TASK REQUIREMENTS =
Count lines with "xmlns" below; give only the number.

RECORDS PROVIDED =
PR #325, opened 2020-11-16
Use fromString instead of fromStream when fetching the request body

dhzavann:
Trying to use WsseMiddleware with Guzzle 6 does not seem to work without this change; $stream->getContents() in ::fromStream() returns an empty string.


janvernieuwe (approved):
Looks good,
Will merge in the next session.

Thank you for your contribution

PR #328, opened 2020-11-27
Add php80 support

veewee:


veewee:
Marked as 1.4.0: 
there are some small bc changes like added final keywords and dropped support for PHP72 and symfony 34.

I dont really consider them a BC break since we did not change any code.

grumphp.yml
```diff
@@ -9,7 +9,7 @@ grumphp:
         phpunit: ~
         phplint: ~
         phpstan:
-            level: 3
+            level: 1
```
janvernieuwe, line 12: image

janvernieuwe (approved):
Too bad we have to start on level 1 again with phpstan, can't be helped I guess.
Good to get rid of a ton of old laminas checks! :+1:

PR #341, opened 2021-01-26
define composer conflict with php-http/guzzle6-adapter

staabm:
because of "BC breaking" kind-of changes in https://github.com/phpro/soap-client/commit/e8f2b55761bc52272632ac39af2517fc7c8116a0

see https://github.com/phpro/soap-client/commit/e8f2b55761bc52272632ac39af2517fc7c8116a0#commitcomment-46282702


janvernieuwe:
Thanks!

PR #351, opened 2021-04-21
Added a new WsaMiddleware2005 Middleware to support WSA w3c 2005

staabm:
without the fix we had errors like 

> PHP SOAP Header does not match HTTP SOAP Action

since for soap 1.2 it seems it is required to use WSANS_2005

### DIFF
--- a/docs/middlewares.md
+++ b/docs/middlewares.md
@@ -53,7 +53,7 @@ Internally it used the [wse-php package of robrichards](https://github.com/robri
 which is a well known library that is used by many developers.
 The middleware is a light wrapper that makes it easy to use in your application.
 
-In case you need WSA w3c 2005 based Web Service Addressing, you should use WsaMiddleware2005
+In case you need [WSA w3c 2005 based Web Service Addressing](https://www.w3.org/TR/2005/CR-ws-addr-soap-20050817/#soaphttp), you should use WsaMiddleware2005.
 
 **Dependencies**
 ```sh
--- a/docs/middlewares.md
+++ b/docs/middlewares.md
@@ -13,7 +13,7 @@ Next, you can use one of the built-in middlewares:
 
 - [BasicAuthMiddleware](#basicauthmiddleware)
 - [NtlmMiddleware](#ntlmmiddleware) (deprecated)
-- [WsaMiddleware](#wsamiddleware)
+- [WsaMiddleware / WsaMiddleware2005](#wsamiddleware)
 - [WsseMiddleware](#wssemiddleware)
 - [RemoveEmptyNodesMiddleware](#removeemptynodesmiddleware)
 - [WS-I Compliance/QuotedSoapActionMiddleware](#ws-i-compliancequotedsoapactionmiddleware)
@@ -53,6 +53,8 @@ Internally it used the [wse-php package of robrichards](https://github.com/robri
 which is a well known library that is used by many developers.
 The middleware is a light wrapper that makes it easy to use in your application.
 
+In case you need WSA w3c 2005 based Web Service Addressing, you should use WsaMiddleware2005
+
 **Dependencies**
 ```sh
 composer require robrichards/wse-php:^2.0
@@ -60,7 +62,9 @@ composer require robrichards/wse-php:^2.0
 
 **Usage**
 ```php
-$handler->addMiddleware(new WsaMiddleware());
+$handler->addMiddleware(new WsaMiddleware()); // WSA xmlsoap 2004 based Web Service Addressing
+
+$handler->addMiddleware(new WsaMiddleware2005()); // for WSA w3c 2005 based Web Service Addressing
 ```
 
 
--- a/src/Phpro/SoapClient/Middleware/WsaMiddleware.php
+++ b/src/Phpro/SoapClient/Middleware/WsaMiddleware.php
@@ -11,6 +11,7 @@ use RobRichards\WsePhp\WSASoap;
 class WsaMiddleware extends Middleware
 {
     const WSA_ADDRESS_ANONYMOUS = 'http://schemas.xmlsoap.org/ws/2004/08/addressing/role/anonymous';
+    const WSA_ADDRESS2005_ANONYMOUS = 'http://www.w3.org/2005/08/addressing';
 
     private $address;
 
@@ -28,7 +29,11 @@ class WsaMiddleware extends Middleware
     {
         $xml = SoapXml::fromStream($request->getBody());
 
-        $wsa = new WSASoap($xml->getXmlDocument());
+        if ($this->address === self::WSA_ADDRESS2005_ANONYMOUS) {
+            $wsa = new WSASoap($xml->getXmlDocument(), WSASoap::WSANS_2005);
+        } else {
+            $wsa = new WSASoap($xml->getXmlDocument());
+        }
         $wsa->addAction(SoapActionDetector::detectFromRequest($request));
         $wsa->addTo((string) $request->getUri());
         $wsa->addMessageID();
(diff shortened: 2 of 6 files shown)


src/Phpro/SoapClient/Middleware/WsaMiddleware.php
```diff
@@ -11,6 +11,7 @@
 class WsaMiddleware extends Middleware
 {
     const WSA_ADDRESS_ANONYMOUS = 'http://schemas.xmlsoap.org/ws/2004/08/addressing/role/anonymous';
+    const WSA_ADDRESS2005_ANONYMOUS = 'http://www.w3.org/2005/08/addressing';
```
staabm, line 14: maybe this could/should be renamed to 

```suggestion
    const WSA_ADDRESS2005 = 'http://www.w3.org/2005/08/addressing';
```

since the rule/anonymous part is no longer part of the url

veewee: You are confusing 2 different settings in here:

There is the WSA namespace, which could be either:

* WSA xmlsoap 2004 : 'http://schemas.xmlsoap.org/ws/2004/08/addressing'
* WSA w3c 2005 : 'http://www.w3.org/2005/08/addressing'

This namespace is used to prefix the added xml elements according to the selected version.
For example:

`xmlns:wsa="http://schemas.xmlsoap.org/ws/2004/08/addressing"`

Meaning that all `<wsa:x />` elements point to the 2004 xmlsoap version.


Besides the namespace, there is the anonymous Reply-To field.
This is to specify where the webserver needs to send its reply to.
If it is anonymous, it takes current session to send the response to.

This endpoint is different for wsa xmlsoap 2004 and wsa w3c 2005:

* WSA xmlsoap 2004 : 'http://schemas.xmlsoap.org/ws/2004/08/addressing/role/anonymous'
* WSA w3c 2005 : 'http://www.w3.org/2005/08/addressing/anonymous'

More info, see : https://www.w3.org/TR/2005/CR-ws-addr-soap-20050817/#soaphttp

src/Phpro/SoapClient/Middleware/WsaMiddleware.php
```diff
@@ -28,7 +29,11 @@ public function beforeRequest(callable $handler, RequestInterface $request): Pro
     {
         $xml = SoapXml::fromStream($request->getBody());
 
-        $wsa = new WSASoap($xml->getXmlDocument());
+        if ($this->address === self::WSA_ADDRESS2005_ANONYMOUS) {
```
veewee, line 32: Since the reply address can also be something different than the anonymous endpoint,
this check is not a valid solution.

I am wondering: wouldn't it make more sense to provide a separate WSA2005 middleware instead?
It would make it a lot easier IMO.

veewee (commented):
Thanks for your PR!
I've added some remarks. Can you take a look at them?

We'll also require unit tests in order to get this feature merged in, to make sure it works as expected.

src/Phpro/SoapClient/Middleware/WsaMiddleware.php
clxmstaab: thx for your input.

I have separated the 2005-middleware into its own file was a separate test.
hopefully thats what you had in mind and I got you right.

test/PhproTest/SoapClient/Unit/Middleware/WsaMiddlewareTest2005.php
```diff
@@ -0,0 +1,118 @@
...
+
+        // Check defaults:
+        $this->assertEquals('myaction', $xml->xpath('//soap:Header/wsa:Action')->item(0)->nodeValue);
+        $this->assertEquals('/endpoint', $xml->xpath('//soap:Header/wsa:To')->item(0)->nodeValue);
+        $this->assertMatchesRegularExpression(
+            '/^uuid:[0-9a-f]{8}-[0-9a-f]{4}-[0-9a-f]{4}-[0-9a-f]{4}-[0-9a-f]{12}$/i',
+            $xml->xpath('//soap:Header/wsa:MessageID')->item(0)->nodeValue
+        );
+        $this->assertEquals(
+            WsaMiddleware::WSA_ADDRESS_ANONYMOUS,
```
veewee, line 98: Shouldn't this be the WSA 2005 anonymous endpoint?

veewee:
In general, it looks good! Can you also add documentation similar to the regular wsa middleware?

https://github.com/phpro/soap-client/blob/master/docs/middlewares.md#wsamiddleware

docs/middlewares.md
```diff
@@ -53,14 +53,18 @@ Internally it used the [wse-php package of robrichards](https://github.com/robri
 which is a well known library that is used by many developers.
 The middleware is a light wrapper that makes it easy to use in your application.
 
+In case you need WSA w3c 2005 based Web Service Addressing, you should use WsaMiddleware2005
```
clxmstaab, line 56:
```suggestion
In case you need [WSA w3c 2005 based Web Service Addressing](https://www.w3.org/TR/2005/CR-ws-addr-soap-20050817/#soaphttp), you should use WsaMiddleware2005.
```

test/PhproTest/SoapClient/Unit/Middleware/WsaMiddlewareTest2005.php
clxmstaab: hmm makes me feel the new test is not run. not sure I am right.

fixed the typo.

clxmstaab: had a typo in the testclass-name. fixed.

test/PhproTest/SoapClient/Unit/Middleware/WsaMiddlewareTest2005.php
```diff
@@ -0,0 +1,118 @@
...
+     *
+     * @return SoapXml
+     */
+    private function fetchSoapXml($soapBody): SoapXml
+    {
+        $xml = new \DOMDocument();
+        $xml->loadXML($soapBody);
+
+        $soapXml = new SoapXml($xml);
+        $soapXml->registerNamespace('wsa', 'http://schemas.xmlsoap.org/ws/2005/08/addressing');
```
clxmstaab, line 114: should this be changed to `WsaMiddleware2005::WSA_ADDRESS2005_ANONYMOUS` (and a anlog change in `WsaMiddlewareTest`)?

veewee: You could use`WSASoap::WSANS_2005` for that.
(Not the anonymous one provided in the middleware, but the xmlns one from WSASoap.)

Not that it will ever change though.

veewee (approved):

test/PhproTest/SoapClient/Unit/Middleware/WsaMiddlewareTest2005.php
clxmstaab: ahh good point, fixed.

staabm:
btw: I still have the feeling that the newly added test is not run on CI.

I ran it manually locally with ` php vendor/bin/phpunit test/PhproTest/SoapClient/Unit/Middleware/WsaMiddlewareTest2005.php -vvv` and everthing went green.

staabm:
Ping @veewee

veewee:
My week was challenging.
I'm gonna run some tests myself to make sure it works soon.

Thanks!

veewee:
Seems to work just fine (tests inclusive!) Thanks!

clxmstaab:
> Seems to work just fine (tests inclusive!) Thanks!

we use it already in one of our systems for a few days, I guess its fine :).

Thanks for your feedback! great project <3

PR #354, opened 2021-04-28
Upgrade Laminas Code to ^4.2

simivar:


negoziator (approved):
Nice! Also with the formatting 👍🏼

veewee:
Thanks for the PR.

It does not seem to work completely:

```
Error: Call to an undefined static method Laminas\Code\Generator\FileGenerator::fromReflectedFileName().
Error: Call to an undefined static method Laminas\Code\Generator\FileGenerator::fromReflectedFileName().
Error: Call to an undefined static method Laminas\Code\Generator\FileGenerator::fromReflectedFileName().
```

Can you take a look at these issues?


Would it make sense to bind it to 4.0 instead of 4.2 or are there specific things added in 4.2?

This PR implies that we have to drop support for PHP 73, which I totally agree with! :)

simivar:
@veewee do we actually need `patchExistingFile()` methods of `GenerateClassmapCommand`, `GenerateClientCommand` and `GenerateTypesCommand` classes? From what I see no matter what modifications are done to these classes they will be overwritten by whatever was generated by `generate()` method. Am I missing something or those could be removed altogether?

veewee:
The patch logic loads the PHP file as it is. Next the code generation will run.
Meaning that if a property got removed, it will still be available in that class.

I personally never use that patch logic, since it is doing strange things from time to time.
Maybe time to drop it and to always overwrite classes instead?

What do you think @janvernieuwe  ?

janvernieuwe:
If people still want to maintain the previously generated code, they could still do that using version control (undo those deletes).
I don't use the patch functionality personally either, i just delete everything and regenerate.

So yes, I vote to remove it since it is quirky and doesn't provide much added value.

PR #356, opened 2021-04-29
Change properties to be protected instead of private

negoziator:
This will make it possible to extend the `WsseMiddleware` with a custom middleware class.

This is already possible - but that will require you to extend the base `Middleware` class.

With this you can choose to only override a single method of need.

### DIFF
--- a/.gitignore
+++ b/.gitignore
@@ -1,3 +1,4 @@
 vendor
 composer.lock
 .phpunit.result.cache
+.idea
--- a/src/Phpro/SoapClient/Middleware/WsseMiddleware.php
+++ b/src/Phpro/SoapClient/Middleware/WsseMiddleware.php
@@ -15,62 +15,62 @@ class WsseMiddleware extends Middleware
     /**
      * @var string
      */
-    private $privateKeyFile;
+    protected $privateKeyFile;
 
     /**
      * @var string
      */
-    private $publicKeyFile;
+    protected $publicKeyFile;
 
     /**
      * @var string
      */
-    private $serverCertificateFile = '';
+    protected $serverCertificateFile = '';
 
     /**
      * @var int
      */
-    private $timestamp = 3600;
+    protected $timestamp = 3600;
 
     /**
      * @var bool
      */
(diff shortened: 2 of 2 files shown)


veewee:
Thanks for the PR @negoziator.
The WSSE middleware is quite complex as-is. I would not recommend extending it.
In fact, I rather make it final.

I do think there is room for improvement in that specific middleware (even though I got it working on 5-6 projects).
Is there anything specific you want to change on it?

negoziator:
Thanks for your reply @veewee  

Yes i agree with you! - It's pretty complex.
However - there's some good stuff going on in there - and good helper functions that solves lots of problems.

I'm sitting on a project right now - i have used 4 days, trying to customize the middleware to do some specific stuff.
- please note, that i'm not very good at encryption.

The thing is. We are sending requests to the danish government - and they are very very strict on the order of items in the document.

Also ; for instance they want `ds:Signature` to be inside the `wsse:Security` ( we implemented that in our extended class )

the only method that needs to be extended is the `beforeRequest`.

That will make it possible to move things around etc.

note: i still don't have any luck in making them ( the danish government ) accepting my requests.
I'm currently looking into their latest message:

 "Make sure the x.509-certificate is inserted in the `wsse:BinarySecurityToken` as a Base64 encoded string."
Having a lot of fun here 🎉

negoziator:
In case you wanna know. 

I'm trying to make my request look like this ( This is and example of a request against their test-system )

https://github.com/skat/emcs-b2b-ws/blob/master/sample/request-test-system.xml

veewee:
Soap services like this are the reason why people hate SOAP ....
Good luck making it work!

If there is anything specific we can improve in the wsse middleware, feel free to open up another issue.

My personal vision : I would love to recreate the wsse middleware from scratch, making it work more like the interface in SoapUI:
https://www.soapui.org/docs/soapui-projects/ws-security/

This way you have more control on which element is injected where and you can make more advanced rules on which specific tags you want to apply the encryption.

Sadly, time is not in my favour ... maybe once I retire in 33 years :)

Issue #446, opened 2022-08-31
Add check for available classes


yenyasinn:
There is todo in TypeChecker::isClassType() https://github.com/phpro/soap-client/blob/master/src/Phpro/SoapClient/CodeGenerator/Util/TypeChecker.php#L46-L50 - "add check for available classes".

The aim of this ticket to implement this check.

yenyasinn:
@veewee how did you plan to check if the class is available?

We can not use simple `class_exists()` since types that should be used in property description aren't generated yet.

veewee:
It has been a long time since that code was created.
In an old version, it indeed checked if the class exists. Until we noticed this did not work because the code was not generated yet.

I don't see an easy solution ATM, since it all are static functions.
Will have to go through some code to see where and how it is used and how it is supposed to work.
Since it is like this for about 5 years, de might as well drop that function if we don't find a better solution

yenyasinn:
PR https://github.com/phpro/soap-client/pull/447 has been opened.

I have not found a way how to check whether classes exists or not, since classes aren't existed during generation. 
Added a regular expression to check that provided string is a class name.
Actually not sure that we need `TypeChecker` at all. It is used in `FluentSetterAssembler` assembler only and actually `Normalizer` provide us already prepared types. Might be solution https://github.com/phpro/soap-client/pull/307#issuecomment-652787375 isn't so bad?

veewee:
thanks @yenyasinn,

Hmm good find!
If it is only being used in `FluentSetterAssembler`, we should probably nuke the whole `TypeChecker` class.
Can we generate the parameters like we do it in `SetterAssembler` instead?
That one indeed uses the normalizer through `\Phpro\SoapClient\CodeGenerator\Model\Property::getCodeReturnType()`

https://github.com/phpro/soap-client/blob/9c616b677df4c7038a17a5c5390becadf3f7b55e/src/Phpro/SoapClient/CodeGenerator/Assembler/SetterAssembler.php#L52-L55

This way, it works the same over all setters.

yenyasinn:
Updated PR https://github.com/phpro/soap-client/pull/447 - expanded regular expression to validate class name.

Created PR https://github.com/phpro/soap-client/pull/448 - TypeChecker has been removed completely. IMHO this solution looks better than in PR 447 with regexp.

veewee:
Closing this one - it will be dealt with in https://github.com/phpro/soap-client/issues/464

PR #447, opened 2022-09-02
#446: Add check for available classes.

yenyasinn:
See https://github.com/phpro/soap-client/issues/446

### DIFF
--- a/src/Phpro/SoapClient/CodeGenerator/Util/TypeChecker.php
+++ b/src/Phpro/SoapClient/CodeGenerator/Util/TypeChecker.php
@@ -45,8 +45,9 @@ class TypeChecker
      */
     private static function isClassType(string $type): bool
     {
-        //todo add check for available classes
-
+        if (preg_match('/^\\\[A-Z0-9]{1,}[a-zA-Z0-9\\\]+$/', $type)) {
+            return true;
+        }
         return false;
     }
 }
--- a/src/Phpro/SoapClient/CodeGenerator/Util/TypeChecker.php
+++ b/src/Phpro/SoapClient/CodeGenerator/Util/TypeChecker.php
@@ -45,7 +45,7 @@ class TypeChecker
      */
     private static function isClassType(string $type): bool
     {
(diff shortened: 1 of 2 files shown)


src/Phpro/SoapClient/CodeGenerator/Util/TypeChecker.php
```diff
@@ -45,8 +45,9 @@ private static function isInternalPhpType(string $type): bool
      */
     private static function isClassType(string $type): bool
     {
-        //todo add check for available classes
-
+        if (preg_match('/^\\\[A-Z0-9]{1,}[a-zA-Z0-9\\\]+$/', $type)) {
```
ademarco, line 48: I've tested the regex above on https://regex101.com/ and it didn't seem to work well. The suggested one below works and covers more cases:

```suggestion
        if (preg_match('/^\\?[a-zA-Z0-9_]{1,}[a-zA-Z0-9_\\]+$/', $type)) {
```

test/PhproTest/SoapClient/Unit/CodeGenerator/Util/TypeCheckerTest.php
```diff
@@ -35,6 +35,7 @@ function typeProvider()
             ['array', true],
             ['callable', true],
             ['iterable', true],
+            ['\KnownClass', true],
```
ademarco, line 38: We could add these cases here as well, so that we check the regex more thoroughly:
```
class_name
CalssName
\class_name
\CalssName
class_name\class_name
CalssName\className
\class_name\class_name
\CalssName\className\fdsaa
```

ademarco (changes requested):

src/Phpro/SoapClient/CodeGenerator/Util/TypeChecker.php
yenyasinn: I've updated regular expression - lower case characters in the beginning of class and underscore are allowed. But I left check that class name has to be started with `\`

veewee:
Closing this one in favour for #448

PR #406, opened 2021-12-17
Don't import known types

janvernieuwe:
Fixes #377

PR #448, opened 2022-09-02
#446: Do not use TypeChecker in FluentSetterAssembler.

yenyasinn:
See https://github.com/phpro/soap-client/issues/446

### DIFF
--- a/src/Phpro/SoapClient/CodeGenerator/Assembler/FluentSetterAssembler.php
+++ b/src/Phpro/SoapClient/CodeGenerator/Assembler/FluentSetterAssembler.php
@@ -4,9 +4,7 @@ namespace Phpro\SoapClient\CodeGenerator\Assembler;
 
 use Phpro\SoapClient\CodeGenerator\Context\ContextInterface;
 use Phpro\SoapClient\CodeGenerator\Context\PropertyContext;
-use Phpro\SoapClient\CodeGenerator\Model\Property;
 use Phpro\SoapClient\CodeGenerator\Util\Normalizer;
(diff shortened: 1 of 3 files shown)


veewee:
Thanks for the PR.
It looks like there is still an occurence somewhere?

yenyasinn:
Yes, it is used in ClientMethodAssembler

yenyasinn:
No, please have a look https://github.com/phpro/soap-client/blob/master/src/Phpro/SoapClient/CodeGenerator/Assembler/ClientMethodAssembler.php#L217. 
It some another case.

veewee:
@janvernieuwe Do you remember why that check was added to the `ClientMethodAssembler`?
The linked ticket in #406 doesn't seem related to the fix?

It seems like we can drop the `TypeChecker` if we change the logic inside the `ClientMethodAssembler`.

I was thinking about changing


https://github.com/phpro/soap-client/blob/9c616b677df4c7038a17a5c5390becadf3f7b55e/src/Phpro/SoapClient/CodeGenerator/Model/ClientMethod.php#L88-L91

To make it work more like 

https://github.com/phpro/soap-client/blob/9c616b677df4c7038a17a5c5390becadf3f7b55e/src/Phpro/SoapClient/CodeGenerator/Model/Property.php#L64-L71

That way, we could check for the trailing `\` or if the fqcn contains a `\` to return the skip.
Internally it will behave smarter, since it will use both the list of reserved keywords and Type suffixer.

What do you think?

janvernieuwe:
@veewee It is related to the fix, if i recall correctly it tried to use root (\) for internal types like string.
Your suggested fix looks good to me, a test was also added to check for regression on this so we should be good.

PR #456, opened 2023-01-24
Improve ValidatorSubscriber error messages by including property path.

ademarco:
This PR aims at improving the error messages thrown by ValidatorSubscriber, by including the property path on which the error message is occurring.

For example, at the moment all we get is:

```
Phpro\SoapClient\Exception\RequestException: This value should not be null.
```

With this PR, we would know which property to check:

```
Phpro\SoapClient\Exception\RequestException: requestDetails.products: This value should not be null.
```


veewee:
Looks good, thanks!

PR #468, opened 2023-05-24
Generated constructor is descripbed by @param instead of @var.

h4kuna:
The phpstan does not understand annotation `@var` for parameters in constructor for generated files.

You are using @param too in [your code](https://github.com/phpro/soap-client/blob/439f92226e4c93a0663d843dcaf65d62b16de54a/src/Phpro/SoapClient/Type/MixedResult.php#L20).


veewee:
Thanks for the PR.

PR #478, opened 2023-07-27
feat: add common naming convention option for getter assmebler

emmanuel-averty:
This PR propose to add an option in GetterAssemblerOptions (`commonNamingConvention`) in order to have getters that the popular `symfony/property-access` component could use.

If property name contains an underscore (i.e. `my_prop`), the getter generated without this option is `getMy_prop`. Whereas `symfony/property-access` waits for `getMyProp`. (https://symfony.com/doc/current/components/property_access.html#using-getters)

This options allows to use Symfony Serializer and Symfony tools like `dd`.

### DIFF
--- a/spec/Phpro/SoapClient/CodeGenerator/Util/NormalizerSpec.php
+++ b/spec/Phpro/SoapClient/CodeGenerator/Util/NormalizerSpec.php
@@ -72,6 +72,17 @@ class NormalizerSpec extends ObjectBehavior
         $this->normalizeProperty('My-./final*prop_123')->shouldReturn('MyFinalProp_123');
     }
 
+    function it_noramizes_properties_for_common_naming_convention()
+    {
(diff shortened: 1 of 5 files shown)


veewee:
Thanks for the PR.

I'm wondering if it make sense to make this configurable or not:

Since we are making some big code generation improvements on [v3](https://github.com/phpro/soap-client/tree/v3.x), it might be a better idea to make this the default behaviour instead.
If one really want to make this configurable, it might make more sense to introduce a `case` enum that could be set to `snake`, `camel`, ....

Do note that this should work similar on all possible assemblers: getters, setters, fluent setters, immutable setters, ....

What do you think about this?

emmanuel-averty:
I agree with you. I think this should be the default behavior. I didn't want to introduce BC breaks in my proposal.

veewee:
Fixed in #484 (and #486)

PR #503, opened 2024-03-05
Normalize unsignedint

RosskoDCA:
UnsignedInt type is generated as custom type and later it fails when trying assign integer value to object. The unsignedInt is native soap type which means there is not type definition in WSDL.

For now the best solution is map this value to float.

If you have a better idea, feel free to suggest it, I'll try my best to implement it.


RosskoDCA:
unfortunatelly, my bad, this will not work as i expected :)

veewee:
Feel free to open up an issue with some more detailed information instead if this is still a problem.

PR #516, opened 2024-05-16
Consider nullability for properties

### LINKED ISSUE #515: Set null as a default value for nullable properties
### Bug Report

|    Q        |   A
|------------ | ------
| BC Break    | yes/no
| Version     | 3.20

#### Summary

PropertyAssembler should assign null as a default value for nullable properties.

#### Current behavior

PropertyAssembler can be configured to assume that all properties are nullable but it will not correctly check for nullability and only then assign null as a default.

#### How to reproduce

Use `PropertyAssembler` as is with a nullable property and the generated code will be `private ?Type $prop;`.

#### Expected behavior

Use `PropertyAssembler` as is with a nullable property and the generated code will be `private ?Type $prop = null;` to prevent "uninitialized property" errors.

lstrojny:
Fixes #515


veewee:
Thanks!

RESULT FOR THIS EXERCISE =
2